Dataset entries
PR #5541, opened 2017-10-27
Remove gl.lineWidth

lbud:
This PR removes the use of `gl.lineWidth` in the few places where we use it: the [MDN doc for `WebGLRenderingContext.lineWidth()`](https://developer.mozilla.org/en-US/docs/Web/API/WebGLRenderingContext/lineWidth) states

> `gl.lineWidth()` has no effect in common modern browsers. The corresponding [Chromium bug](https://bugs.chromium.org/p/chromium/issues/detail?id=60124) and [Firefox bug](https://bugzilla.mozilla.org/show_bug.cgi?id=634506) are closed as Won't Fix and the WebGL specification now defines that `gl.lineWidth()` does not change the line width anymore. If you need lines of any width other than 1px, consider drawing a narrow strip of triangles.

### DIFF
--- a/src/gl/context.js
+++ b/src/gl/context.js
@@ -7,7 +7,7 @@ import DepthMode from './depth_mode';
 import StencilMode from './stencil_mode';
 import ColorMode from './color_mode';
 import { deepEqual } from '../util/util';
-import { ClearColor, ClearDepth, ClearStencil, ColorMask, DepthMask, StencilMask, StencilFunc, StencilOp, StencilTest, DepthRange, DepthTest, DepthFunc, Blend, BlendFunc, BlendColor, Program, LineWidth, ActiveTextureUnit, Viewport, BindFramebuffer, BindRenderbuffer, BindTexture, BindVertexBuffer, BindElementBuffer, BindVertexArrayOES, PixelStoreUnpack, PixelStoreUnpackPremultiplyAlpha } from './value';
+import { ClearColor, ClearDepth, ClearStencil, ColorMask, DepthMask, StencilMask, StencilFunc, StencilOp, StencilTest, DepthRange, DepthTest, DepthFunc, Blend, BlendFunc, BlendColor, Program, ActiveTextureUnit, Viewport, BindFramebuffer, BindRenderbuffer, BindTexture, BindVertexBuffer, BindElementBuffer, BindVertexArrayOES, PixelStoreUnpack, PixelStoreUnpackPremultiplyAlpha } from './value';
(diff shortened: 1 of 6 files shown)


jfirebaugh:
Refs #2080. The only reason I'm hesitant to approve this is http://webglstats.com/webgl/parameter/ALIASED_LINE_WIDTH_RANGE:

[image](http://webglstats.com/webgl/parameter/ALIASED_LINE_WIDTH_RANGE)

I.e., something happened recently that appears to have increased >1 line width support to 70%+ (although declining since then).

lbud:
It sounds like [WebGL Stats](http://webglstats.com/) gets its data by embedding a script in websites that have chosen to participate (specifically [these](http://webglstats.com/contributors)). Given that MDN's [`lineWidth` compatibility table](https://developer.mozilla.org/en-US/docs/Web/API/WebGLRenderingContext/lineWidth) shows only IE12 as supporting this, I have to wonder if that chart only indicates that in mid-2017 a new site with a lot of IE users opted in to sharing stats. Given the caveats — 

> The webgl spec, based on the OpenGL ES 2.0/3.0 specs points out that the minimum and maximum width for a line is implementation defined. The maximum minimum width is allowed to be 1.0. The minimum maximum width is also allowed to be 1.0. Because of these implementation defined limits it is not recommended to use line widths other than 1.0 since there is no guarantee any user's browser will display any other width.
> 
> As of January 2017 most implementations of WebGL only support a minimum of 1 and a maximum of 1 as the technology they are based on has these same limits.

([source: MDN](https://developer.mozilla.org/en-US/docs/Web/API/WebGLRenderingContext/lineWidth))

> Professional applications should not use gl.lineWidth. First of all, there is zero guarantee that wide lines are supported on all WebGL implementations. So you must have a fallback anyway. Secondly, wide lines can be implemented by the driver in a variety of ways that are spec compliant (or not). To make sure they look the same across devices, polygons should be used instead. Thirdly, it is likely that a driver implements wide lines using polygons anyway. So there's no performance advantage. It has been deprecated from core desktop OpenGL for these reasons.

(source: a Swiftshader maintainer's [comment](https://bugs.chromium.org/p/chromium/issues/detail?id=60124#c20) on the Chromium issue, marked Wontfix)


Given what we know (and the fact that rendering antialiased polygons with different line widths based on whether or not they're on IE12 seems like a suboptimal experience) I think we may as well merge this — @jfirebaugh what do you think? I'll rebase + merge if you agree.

* * *

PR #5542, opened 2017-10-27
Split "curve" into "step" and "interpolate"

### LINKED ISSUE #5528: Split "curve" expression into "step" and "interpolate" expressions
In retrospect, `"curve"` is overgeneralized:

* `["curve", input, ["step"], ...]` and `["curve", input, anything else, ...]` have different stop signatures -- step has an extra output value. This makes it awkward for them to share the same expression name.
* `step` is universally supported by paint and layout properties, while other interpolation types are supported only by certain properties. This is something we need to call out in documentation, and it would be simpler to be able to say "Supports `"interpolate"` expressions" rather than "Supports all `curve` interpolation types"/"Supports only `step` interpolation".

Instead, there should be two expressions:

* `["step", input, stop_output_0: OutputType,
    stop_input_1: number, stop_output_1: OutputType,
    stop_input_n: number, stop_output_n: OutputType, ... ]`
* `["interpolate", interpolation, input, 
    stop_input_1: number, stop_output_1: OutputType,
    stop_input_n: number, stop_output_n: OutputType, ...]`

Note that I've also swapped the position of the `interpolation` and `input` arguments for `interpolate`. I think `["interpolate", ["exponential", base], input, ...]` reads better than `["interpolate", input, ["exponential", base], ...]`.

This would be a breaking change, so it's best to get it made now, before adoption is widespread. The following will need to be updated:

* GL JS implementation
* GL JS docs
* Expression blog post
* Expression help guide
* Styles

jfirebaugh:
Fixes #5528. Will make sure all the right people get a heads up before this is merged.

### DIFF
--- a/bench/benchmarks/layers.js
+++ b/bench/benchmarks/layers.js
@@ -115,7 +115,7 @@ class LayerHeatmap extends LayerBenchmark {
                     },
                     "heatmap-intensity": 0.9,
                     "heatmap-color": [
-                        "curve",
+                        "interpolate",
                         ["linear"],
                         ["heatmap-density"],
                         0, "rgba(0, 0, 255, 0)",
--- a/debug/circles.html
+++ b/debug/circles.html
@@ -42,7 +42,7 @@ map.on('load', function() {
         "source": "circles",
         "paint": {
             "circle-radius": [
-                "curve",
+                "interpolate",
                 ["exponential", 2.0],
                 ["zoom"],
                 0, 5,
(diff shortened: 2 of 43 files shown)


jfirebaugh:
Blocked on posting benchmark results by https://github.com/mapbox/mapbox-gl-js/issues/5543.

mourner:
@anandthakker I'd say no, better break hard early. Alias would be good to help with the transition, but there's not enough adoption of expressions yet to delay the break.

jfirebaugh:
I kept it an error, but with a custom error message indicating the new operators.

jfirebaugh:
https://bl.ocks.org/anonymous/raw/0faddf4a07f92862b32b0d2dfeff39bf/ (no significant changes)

---

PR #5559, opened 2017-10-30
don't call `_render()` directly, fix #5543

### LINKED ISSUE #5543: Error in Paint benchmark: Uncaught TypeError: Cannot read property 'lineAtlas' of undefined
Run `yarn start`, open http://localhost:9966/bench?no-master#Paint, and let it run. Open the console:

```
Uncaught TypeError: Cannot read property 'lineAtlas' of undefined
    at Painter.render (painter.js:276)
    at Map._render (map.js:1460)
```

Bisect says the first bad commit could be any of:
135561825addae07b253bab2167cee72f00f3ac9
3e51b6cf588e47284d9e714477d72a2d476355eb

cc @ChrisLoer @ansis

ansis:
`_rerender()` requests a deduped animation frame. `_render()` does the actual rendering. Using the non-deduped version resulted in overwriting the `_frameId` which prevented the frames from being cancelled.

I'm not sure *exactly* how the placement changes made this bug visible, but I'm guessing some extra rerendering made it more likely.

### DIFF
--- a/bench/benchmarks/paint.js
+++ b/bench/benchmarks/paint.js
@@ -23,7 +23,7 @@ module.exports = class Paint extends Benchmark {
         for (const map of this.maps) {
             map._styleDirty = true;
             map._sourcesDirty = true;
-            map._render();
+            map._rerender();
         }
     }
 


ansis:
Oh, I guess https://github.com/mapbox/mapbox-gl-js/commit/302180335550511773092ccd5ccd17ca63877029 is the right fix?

■ **TASK OBJECTIVE**: Show each line of the records above containing "likely".

■ **YOUR SOLUTION**:
> Professional applications should not use gl.lineWidth. First of all, there is zero guarantee that wide lines are supported on all WebGL implementations. So you must have a fallback anyway. Secondly, wide lines can be implemented by the driver in a variety of ways that are spec compliant (or not). To make sure they look the same across devices, polygons should be used instead. Thirdly, it is likely that a driver implements wide lines using polygons anyway. So there's no performance advantage. It has been deprecated from core desktop OpenGL for these reasons.
I'm not sure *exactly* how the placement changes made this bug visible, but I'm guessing some extra rerendering made it more likely.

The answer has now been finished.